How people interpret the light reaching their eyes is influenced by the assumptions that they make about the environment. For instance, when the motion parallax that people create by moving around is used to judge objects' shapes, it is assumed that the objects themselves are static and rigid. Similarly, when people rely on shading to judge an object's shape they are making assumptions about the reflectance of the object's surface and about the illumination. Without such assumptions the possibilities to interpret visual stimulation would be very limited, so it makes sense to accept assumptions that are seldom violated in daily life. And indeed, people readily assume that surfaces' textures are homogeneous or isotropic in order to judge their slants (Knill,
2003) and that the illumination is from above in order to distinguish bumps on the surface from dents in the surface (Mamassian & Goutcher,
2001), in accordance with the texture of many natural surfaces being isotropic and the illumination usually being from above.
When an assumption is less unlikely to be violated it is less certain that the assumption should be accepted, so the likelihood that it is correct to do so must somehow be considered. This likelihood is expressed in the extent to which people rely on information based on an assumption to make a certain judgement, in comparison with alternative sources of information that do not rely on the same assumption, and in comparison with prior knowledge of the likelihood of certain judgements being true. These comparisons can readily be modelled within a Bayesian framework (for a review see Kersten, Mamassian, & Yuille,
2004). Doing so allows one to attribute biases in people's judgments to priors that are directly related to the assumptions that people make. This method can reveal less self-evident assumptions, such as that motion is likely to be slow (Weiss, Simoncelli, & Adelson,
2002).
The extent to which one relies on various assumptions presumably arises through interactions with the environment, during development and through evolution, just as various other aspects of the visual system develop or evolve to suit the environment (e.g., for colour see Brenner & Cornelissen,
2005; Párraga, Troscianko, & Tolhurst,
2002; Purves, Lotto, Williams, Nundy, & Yang,
2001). Thus one may expect to find priors that are related to one's interactions with the environment as well as ones related to the statistics of the environment itself. An obvious example is the viewpoint from which an object is seen. A circular outline in the distance is more likely to be judged to originate from a sphere than from a rod oriented exactly along one's line of sight, despite the fact that both would give this outline. The reason is clear: if it is a rod it is quite unlikely that it should be seen from exactly this angle. Thus even if it is just as likely to find a rod in that place as it is to find a sphere, the likelihood that the image is caused by a rod is smaller.

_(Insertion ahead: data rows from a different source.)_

PR #400, opened 2016-07-07
Fix TS2318 and ignore .vscode-test folder

rebornix:
Yay! We love PRs! 🎊

- [x] Commits are squashed 

Firstly ignore `.vscode-test` folder, otherwise it will slow down the auto-compilation. Secondly as we set `noLib` as `true` and we are using ES6 most of the time (currently we don't have any ES7 syntax yet), so I add es6 lib file to it.

### DIFF
--- a/tsconfig.json
+++ b/tsconfig.json
@@ -9,6 +9,10 @@
     "experimentalDecorators": true
   },
   "exclude": [
-    "node_modules"
+    "node_modules",
+    ".vscode-test"
+  ],
+  "files": [
+    "node_modules/typescript/lib/lib.es6.d.ts"
   ]
 }


johnfn:
👍 , though you can actually just delete vscode-test entirely and test within VSCode itself.

tsconfig.json
```diff
@@ -9,6 +9,10 @@
     "experimentalDecorators": true
   },
   "exclude": [
-    "node_modules"
+    "node_modules",
+    ".vscode-test"
+  ],
+  "files": [
```
jpoon: I was looking into this a bit earlier, doesn't the `files` config define what files `tsc` will compile? (ref: https://www.typescriptlang.org/docs/handbook/tsconfig-json.html). 

> If no "files" property is present in a tsconfig.json, the compiler defaults to including all TypeScript (*.ts or *.tsx) files in the containing directory and subdirectories. When a "files" property is present, only the specified files are included.

I think doing this just masks the problem?

rebornix: I was referring to https://github.com/Microsoft/TypeScript/issues/3930 , seems if you set `nolib` as true you must add your own lib file as TypeScript compiler always rely on lib files to generate output. So the main purpose of `nolib` is allowing you to replace the original `lib.d.ts` to the one you want, here it's `lib.es6.d.ts`.

I'm not 100% sure whether it's correct but currently it's the only way to bypass the errors.

rebornix:
@johnfn the reason I always test those cases with command line is it's the same way as Travis does. Currently if you run tests inside VS Code, everything is good while if you run through command line, it will fail immediately. I mentioned this issue in Slack and it's due to HistoryTracker initialization.

johnfn:
The Travis thing _is_ annoying, but it's not really indicative of how real people will use our extension. I put more weight on running the tests within VSCode because those results seem to correlate stronger with actual bugs existing in the code.

tsconfig.json
johnfn: @jpoon you were correct; unfortunately, this change will break typescript compilation. 

Be sure to test `tsc --watch` before making changes to tsconfig.json 😉

rebornix:
@jpoon @johnfn sorry for the break and thanks for @johnfn 's quick turnaround. The only thing that bothers me is, why we put `noLib` here. Per documentation, it's used for `Do not include the default library file`, then which file should it use? Currently we have no lib files in our code base, the result is when you run `compile`, you will always get TS2318 errors

```
> vim@0.0.28 compile /Users/rebornix/Documents/code/Vim
> node ./node_modules/vscode/bin/compile -watch -p ./

error TS2318: Cannot find global type 'Array'.
error TS2318: Cannot find global type 'Boolean'.
error TS2318: Cannot find global type 'Function'.
error TS2318: Cannot find global type 'IArguments'.
error TS2318: Cannot find global type 'Iterable'.
error TS2318: Cannot find global type 'IterableIterator'.
error TS2318: Cannot find global type 'Iterator'.
error TS2318: Cannot find global type 'Number'.
error TS2318: Cannot find global type 'Object'.
error TS2318: Cannot find global type 'RegExp'.
error TS2318: Cannot find global type 'String'.
error TS2318: Cannot find global type 'Symbol'.
error TS2318: Cannot find global type 'TemplateStringsArray'.
error TS2468: Cannot find global value 'Symbol'.
4:41:04 PM - Compilation complete. Watching for file changes.
```

I can ignore these things as it doesn't affect the functionality but the catch is, VS Code is relying on the lib file to do intellisense and since the lib file is missing, we are seeing hundreds of errors highlighting in editor, which makes the whole development hard.

Maybe I did something wrong with my local setup, any comments?

johnfn:
@rebornix My mistake. You're right about TS2318. We have some files in our typings/ directory that have been gitignore'd from an old version (including lib.es6). You don't have those files. So we don't see TS2318, but you do.

**HOWEVER**, we can't just add lib.es6 to the files array, because that _unadds_ all of the files in src/, which breaks `tsc --watch`. 

The correct solution for now is to just add back lib.es6 to the typings directory.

The assumption is that one is not looking at the object from a special position.
In a recent study, moving targets were judged to be too near to where the observer was looking (Brenner, van Beers, Rotman, & Smeets,
2006). The bias was only along the target's path. This raised the suggestion that people are biased towards believing that they are looking at what they see. The reasoning that was presented was similar to that given above: people are more likely to see something if their eyes are directed towards it, so if they saw something it is likely to have been close to where they were looking. A bias towards localising targets near where one is looking is equivalent to a bias towards small eccentricities. In this case the origin of the bias is not to be found in the statistics of the scenes that we encounter in daily life. Its origin lies in the way in which visual information is processed within the eye and brain, with most neuronal resources being devoted to a small area on the retina, and eye movements directing this part of the retina (the fovea) towards selected parts of the scene. In the present study we demonstrate that people have such a bias.

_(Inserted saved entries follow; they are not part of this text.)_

Issue #384, opened 2016-07-03
Ctrl+w h will open up a new tab if there isn't one


johnfn:
`Ctrl+w h` doesn't actually work like that in Vim.

rebornix:
I suppose you are referring to Window, right? I'll take it :)

johnfn:
I'm not quite sure what the terminology is. A new pane perhaps? 😛

rebornix:
Not sure whether I used Vim wrongly but on my Mac and Linux VM, `<ctrl-w>+h` or `<ctrl-w>+l` won't create new tab/window if there isn't one. Is there any configuration setup in your vimrc?

BTW, we still need to implement `vsp {file}` and if the `{file}` is empty, create a new window and edit a new empty file.

johnfn:
Hmm, I'm using VSC Insiders with the latest build and `    "workbench.editor.showTabs": true,` in my user settings file.

rebornix:
This one can be closed now

PR #404, opened 2016-07-07
Open file in new window.

rebornix:
Yay! We love PRs! 🎊

- [x] Commits are squashed 

Support `:vsp`, `:vne` and `:vnew`.

This feature is limited to VS Code's group editors, which only support 3 groups at most. Besides, all horizontal splitting commands wont' work in VS Code

### DIFF
--- a/src/cmd_line/commands/file.ts
+++ b/src/cmd_line/commands/file.ts
@@ -4,8 +4,14 @@ import * as vscode from "vscode";
 import * as path from "path";
 import * as node from "../node";
 
+export enum FilePosition {
+    CurrentWindow,
+    NewWindow
+}
+
 export interface IFileCommandArguments extends node.ICommandArgs {
     name?: string;
+    position?: FilePosition;
 }
 
 
@@ -23,13 +29,48 @@ export class FileCommand extends node.CommandBase {
         return this._arguments;
     }
 
+    getViewColumn(sideBySide: boolean) : vscode.ViewColumn {
+        const active = vscode.window.activeTextEditor;
+        if (!active) {
+            return vscode.ViewColumn.One;
+        }
+
+        if (!sideBySide) {
+            return active.viewColumn;
+        }
+
+        switch (active.viewColumn) {
+            case vscode.ViewColumn.One:
+                return vscode.ViewColumn.Two;
+            case vscode.ViewColumn.Two:
+                return vscode.ViewColumn.Three;
+        }
+
+        return active.viewColumn;
+    }
+
     execute(): void {
+        if (!this._arguments.name) {
+            // Open an empty file
+            if (this._arguments.position === FilePosition.CurrentWindow) {
+                vscode.commands.executeCommand("workbench.action.files.newUntitledFile");
+            }
+
+            vscode.commands.executeCommand("workbench.action.splitEditor").then(() => {
+                vscode.commands.executeCommand("workbench.action.files.newUntitledFile").then(() => {
+                    vscode.commands.executeCommand("workbench.action.closeOtherEditors");
+                });
+            });
+
+            return;
+        }
+
         let currentFilePath = vscode.window.activeTextEditor.document.uri.path;
         let newFilePath = path.join(path.dirname(currentFilePath), this._arguments.name);
 
         if (newFilePath !== currentFilePath) {
             let folder = vscode.Uri.file(newFilePath);
-            vscode.commands.executeCommand("vscode.open", folder);
+            vscode.commands.executeCommand("vscode.open", folder, this.getViewColumn(this._arguments.position === FilePosition.NewWindow));
         }
     }
 }
--- a/src/cmd_line/commands/file.ts
+++ b/src/cmd_line/commands/file.ts
@@ -29,14 +29,21 @@ export class FileCommand extends node.CommandBase {
         return this._arguments;
     }
 
-    getViewColumn(sideBySide: boolean) : vscode.ViewColumn {
+    getActiveViewColumn(): vscode.ViewColumn {
         const active = vscode.window.activeTextEditor;
+
         if (!active) {
             return vscode.ViewColumn.One;
         }
 
-        if (!sideBySide) {
-            return active.viewColumn;
+        return active.viewColumn;
+    }
+
+    getViewColumnToRight() : vscode.ViewColumn {
+        const active = vscode.window.activeTextEditor;
+
+        if (!active) {
+            return vscode.ViewColumn.One;
         }
 
         switch (active.viewColumn) {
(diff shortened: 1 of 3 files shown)


johnfn:
Sorry, would you mind fixing those merge conflicts?

rebornix:
@johnfn I've updated the code to latest :)

rebornix:
BTW, this PR fixes #384 as well.

src/cmd_line/commands/file.ts
```diff
@@ -23,13 +29,48 @@ export class FileCommand extends node.CommandBase {
...
+        if (!active) {
+            return vscode.ViewColumn.One;
+        }
+
+        if (!sideBySide) {
+            return active.viewColumn;
+        }
+
+        switch (active.viewColumn) {
+            case vscode.ViewColumn.One:
```
johnfn: So what is this function doing? What is the sideBySide parameter? This switch appears to get the view column one to the right, but how come it doesn't handle the ViewColumn.Three case? 

It seems to me like you might want two separate functions. getActiveViewColumn() and getViewColumnToRight()

src/cmd_line/commands/file.ts
```diff
@@ -23,13 +29,48 @@ export class FileCommand extends node.CommandBase {
...
+    }
+
     execute(): void {
+        if (!this._arguments.name) {
+            // Open an empty file
+            if (this._arguments.position === FilePosition.CurrentWindow) {
+                vscode.commands.executeCommand("workbench.action.files.newUntitledFile");
+            }
+
+            vscode.commands.executeCommand("workbench.action.splitEditor").then(() => {
```
johnfn: Can you use async/await here?

src/cmd_line/subparsers/file.ts
```diff
@@ -12,6 +12,26 @@ export function parseEditFileCommandArgs(args: string): node.FileCommand {
...
+export function parseEditNewFileInNewWindowCommandArgs(args: string): node.FileCommand {
+    return new node.FileCommand({
+        position: node.FilePosition.NewWindow
+    });
+}
+
+export function parseEditFileInNewWindowCommandArgs(args: string): node.FileCommand {
+    let name = "";
+    if (args) {
+        var scanner = new Scanner(args);
```
johnfn: Can you use var, not let?

src/cmd_line/commands/file.ts
rebornix: This function is used to get the correct column of group editors when we open new files. If `sideBySide` is true, it means, we want to get the column number of next Group Editor instead of current active editor. But since we can only have 3 columns at most, we need to do some validation on the column number of current editor, if it's already 3, we have to open the file in current editor.

If `sideBySide` is false, what we want to do is get the column of current active editor.

This is what we do in VS Code or any file-related extension (DefaultConfig/UserConfig, Markdown Preview, reStructuredText Preview, etc). Since people might want to tweak it a little bit sometimes, we don't make it an API of any VS Code libraries. 

If we separate it to two functions, we may need move logics to the caller so I'd like to keep it this way.

src/cmd_line/commands/file.ts
rebornix: good catch!

src/cmd_line/subparsers/file.ts
rebornix: Already change it to `var`. That's just my personal preference of using `let` all the time as people always get confused with the scoping of JavaScript's `var`, but here it's totally the same so use `var` is perfect either.

rebornix:
Revise code per comments by @johnfn :)

src/cmd_line/commands/file.ts
johnfn: Ok, I understand now. 

> If we separate it to two functions, we may need move logics to the caller so I'd like to keep it this way.

I don't think so. The caller still needs to determine whether to set `sideBySide` to be `true` or `false`. That's the same as determining whether to call getActiveViewColumn() and getViewColumnToRight(). I suggest splitting the function since those feel to me like separate bits of functionality.

src/cmd_line/subparsers/file.ts
```diff
@@ -9,7 +9,7 @@ export function parseEditFileCommandArgs(args: string): node.FileCommand {
     }
 
     var scanner = new Scanner(args);
-    let name = scanner.nextWord();
+    var name = scanner.nextWord();
```
johnfn: Wait, why did you change _more_ `let`s to `var`s? That's the opposite of what I want! 😉

src/cmd_line/commands/file.ts
rebornix: Sure, will do that.

src/cmd_line/subparsers/file.ts
rebornix: Now I'm a little bit confused. Previously I was thinking your way of deciding when to use `let` or `var` is

* If it's inside a block (`{ }`, for loop), then we can use `let`
* If it's just in the very top level of the function, then we use `var`

Since JavaScript does hoisting and moves all declaration to the beginning this `var name` here is almost the same as `var name = ""` below in `parseEditFileInNewWindowCommandArgs` (https://github.com/VSCodeVim/Vim/pull/404/files#diff-16bc6b0f3306c3b8bdc5733a584411ffR27). You must have solid reason for this but I'm sorry that I'm not that clear now, do you mind pointing it out?

johnfn: My thoughts about variable types:

* Use `const` as much as possible
* When `const` is impossible (the variable gets changed), use `let`

Even though `let` and `var` are equivalent in this case, `let` is generally superior to `var` and there is no disadvantage to using `let; therefore we should always use `let`.

I'll whip up a style guide soon. :smile:

rebornix: oh your suggestion is using `let` whenever possible.

so previously when you said `use var, not let` in ` parseEditFileInNewWindowCommandArgs` is kind of typo? :)

johnfn: OOPS! Yes, that was a typo! Sorry!

rebornix: perfect. We are using `let` totally the same way. `let` always :) I'll give it a quick turnaround.

rebornix:
@johnfn and I misunderstood each other about the usage of `let` and `var` but actually we are saying the same thing: use `let` always possible.

Fixed all existing comments, I suppose it's a good time to merge.

johnfn:
@rebornix 2 things left:

* Split that function into 2
* Switch that one `var` to a `let` that I commented on (sorry!)

Then it should be good to go!

rebornix:
I must be drunk last time I checked in code, I thought I already fixed those issues ...

Follow your `Better Naming` suggestion and replace all `var` with `let` in my PR. Maybe we can create some gulp task `fix-var` similar to `fix-whitespace` :)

Since we do not expect a strong bias towards small retinal eccentricities, we can only expect such a bias to become apparent when there is considerable uncertainty about targets' positions. We did not want to achieve such uncertainty by using targets that are difficult to detect, because it is obvious that detection thresholds increase with eccentricity. We could have tried to correct for differences in detection across the retina, but that would require knowledge of the particular aspect that is limiting for our task (Raninen, Franssila, & Rovamo,
1991), and we could never be certain that the bias that we are looking for did not influence the tasks on which the correction is based. We therefore used clearly visible targets, and introduced temporal rather than spatial uncertainty about the target's position. Our experiment is somewhat similar to Murakami's (
2001) experiment in which he asked subjects to indicate whether a flash was to the left or to the right of a jumping target. He found that people systematically related the position of the flash to a slightly later position of the target. We asked subjects to indicate the position at which a jumping target had been at the moment of a flash or tone, so we expect to find a similar systematic temporal error. Our main interest, however, was whether we would also find a spatial bias.